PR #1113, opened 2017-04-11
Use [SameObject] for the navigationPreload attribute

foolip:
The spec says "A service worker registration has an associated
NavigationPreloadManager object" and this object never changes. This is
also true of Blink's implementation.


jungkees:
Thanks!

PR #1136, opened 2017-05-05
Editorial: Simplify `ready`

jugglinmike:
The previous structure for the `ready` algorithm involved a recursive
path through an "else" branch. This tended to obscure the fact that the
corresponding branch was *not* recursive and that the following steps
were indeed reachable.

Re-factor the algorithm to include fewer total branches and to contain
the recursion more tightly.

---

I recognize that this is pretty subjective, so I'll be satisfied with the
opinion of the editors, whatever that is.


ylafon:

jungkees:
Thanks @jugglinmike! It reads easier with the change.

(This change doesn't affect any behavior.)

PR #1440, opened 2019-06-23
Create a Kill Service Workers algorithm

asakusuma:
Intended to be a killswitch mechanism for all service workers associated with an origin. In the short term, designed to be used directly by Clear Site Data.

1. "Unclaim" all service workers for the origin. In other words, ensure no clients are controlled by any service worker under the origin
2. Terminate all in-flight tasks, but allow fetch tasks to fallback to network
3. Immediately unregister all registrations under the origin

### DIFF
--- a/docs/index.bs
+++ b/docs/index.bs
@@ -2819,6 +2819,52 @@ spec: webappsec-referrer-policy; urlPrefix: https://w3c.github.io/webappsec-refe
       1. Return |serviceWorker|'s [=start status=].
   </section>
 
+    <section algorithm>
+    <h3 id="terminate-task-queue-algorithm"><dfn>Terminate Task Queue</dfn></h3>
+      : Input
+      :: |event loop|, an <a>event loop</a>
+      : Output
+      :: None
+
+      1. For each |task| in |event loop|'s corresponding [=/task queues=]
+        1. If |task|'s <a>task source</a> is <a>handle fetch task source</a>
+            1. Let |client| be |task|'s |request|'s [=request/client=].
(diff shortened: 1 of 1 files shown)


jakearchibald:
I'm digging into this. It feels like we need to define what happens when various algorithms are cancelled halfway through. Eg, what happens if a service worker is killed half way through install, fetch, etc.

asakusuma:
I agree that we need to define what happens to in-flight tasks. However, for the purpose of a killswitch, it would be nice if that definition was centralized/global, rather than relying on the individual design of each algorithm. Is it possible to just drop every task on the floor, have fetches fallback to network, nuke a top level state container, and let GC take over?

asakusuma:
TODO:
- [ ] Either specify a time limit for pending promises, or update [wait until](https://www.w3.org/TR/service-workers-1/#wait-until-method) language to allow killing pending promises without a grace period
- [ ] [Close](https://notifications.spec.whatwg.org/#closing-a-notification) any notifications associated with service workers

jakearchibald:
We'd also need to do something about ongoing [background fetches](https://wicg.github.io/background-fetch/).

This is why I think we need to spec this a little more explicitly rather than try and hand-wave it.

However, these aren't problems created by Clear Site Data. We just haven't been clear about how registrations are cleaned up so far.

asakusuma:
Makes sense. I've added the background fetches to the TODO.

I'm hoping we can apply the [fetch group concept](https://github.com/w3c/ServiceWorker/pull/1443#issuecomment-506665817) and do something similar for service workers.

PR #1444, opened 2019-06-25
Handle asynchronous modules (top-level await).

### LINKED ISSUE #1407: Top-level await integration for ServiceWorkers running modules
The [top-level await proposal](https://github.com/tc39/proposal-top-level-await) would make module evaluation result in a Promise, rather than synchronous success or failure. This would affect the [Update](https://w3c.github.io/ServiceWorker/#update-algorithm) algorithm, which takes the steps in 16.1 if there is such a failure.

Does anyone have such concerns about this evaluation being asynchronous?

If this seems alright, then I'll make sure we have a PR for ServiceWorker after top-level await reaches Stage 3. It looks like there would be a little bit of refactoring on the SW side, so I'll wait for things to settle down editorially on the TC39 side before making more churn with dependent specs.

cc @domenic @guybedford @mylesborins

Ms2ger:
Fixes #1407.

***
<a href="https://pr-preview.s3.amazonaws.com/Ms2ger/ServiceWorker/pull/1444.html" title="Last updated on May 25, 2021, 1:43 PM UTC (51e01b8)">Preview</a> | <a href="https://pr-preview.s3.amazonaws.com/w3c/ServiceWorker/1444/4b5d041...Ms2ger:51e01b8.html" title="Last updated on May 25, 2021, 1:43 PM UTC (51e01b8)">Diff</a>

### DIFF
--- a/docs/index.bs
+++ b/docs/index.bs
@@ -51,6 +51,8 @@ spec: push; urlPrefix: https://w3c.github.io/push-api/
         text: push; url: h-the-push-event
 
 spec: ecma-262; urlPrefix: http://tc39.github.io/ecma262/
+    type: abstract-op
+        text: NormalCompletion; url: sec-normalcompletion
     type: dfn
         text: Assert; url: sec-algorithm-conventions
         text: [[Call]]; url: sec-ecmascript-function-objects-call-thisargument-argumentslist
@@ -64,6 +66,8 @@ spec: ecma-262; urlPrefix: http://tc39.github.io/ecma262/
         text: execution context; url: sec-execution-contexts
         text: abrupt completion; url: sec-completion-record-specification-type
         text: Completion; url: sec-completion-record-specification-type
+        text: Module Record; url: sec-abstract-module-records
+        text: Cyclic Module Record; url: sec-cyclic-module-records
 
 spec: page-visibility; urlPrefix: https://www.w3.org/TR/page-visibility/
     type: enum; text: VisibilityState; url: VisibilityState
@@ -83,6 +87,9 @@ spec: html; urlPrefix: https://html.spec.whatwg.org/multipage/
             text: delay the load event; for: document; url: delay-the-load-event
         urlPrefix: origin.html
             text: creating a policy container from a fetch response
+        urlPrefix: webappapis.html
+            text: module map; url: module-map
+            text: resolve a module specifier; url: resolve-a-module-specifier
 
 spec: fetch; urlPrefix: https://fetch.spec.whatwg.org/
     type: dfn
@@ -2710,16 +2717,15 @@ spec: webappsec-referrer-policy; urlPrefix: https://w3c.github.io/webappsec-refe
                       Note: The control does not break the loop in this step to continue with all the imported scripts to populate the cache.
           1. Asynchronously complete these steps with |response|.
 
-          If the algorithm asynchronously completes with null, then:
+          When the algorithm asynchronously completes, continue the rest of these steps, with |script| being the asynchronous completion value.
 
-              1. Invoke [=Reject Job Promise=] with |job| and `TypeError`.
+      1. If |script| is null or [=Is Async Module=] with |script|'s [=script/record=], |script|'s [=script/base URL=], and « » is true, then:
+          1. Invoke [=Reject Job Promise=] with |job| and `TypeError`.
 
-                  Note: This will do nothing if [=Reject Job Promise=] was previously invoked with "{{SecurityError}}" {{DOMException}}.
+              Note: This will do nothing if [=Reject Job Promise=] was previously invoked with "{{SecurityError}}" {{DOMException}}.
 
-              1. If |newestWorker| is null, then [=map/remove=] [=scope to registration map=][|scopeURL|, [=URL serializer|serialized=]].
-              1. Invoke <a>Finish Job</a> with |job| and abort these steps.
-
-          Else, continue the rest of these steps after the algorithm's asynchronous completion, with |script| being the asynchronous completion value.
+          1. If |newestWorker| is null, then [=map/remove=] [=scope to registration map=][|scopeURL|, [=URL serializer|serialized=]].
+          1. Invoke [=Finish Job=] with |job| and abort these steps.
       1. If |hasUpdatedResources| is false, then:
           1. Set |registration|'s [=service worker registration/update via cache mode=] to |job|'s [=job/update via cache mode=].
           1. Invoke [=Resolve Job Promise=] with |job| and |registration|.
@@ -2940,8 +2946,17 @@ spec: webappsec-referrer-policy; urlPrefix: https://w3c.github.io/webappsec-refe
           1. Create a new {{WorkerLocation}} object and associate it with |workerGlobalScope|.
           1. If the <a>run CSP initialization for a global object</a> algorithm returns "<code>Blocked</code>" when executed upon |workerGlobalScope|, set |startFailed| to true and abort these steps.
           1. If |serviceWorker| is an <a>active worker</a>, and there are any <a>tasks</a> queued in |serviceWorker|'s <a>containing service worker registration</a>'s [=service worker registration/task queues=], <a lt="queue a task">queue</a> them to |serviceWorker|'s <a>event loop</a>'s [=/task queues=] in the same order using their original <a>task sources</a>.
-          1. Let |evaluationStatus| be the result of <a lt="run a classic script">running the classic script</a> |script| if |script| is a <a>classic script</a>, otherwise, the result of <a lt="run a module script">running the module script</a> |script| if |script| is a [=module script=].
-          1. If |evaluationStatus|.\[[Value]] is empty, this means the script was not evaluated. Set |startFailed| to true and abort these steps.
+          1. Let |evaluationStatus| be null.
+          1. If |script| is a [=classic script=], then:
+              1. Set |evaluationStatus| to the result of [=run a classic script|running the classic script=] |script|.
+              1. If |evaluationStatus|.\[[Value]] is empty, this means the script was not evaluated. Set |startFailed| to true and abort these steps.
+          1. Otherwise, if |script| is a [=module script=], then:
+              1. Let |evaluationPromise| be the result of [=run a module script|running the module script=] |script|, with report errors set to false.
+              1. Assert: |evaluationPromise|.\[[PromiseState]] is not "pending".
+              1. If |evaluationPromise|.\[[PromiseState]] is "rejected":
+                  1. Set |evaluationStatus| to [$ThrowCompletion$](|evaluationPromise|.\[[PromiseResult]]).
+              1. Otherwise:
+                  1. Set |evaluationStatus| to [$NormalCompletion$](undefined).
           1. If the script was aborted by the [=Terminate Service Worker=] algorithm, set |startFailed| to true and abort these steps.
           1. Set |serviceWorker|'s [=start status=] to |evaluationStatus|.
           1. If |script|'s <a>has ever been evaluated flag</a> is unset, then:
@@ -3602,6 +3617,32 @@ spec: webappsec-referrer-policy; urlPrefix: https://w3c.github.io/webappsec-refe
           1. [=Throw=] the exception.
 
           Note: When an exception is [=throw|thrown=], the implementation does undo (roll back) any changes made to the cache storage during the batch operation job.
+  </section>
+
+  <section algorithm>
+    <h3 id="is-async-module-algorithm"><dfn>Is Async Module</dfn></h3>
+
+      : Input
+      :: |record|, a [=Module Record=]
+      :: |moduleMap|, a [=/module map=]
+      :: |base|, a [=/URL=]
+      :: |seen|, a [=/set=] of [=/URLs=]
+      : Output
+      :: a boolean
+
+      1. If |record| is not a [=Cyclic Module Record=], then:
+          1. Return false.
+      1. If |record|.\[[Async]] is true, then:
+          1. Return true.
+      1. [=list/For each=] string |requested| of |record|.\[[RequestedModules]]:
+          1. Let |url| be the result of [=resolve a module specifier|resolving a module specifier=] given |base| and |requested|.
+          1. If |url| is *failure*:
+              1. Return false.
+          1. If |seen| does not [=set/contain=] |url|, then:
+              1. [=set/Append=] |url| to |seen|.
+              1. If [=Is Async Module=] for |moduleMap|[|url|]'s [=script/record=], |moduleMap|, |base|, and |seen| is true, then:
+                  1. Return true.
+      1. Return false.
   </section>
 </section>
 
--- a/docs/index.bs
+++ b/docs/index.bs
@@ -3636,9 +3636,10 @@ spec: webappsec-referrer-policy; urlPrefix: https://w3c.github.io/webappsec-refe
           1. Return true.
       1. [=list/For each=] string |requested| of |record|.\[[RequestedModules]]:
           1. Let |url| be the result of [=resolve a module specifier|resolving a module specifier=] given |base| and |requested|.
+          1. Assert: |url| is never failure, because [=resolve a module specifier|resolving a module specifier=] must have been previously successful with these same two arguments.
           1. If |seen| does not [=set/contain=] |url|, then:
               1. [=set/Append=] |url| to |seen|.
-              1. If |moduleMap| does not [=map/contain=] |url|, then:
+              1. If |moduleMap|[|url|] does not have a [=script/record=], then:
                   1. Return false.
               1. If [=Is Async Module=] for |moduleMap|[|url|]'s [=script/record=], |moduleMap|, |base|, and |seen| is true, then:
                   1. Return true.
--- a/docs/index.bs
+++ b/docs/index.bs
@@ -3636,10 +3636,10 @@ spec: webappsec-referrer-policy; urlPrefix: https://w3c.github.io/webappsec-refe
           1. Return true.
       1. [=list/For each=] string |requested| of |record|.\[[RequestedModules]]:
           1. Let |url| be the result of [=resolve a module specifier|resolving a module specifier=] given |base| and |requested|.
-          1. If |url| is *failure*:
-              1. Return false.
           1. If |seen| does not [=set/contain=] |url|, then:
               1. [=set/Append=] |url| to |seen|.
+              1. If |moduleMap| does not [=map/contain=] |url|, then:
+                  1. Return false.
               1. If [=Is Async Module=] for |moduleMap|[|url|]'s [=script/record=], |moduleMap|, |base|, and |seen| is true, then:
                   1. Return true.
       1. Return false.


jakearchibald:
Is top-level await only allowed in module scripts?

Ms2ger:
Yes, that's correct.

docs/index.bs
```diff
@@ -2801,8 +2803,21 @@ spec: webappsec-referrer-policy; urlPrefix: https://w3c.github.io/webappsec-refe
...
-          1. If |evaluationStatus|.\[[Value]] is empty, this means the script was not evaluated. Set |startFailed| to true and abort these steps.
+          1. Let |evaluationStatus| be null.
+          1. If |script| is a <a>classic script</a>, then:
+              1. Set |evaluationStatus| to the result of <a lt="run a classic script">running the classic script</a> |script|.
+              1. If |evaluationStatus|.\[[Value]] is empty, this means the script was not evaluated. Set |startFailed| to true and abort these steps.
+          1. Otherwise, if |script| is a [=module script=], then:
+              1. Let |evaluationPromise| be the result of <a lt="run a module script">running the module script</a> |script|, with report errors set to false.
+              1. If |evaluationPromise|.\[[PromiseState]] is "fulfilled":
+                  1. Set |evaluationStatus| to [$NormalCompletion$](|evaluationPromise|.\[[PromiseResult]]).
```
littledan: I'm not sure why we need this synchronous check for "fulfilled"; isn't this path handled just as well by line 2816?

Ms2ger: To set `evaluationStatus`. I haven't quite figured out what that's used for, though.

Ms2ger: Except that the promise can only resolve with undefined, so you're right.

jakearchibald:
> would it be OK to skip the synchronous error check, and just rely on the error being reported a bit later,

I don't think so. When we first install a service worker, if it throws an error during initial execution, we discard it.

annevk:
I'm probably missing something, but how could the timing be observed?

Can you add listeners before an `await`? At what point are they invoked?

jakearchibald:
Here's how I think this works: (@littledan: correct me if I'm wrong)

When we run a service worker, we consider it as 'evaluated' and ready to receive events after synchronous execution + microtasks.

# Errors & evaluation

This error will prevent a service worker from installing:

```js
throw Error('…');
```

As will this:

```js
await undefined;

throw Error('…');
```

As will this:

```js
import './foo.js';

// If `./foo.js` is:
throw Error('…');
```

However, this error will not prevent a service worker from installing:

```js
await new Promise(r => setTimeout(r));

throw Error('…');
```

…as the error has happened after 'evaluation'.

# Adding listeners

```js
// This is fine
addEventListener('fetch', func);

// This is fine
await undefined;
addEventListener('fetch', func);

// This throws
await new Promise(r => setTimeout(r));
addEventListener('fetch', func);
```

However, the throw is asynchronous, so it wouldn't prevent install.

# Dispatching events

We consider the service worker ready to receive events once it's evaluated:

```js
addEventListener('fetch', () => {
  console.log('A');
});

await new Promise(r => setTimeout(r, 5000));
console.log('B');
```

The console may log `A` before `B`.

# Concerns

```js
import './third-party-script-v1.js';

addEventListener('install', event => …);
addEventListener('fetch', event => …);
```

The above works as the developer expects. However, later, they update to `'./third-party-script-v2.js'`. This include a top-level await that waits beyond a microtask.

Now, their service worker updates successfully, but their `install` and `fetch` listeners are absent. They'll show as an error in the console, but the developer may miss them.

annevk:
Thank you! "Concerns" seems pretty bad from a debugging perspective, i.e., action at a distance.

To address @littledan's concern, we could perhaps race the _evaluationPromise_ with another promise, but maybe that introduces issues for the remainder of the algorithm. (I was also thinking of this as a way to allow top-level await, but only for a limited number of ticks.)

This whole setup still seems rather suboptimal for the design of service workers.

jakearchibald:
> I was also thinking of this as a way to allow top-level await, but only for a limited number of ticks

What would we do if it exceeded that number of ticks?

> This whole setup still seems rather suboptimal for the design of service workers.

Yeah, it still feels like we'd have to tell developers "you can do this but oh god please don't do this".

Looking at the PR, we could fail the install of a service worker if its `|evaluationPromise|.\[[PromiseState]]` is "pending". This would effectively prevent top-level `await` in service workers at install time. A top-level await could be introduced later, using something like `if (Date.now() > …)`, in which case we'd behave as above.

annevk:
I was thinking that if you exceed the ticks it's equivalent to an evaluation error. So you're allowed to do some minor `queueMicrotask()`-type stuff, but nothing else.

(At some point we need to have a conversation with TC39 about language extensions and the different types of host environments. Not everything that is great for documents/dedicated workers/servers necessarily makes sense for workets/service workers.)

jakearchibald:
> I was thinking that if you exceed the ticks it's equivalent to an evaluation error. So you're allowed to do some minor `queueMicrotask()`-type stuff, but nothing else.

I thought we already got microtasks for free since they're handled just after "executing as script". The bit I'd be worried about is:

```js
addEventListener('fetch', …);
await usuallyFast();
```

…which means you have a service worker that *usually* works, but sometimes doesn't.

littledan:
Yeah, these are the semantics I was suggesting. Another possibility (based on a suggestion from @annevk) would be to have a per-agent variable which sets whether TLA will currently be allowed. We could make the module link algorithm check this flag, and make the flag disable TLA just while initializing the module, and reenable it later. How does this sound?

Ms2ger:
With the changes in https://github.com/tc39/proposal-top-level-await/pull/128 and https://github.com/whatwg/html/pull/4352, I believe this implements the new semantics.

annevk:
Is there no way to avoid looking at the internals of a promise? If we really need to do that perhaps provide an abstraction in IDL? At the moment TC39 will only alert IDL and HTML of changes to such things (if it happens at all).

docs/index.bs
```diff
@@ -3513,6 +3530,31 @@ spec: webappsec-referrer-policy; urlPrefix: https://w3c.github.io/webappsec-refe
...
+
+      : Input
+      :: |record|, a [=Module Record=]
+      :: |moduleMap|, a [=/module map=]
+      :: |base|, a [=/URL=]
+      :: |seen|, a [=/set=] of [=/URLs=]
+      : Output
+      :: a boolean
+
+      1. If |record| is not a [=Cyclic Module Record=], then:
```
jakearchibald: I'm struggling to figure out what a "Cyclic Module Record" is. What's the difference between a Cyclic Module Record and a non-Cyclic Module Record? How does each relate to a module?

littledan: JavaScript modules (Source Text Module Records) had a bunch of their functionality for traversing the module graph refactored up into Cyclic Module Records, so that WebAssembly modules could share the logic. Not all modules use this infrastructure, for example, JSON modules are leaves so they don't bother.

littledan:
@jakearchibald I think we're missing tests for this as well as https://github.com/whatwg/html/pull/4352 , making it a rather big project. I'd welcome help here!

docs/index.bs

☆ ☆ ☆ ☆

:: WHAT YOU HAVE TO DO ::
In the listing above, find the line containing "text: delay the" and the line containing "Note: The control", then retype both and every line between them exactly, with nothing else.

:: EXPECTED ANSWER ::
             text: delay the load event; for: document; url: delay-the-load-event
         urlPrefix: origin.html
             text: creating a policy container from a fetch response
+        urlPrefix: webappapis.html
+            text: module map; url: module-map
+            text: resolve a module specifier; url: resolve-a-module-specifier
 
 spec: fetch; urlPrefix: https://fetch.spec.whatwg.org/
     type: dfn
@@ -2710,16 +2717,15 @@ spec: webappsec-referrer-policy; urlPrefix: https://w3c.github.io/webappsec-refe
                       Note: The control does not break the loop in this step to continue with all the imported scripts to populate the cache.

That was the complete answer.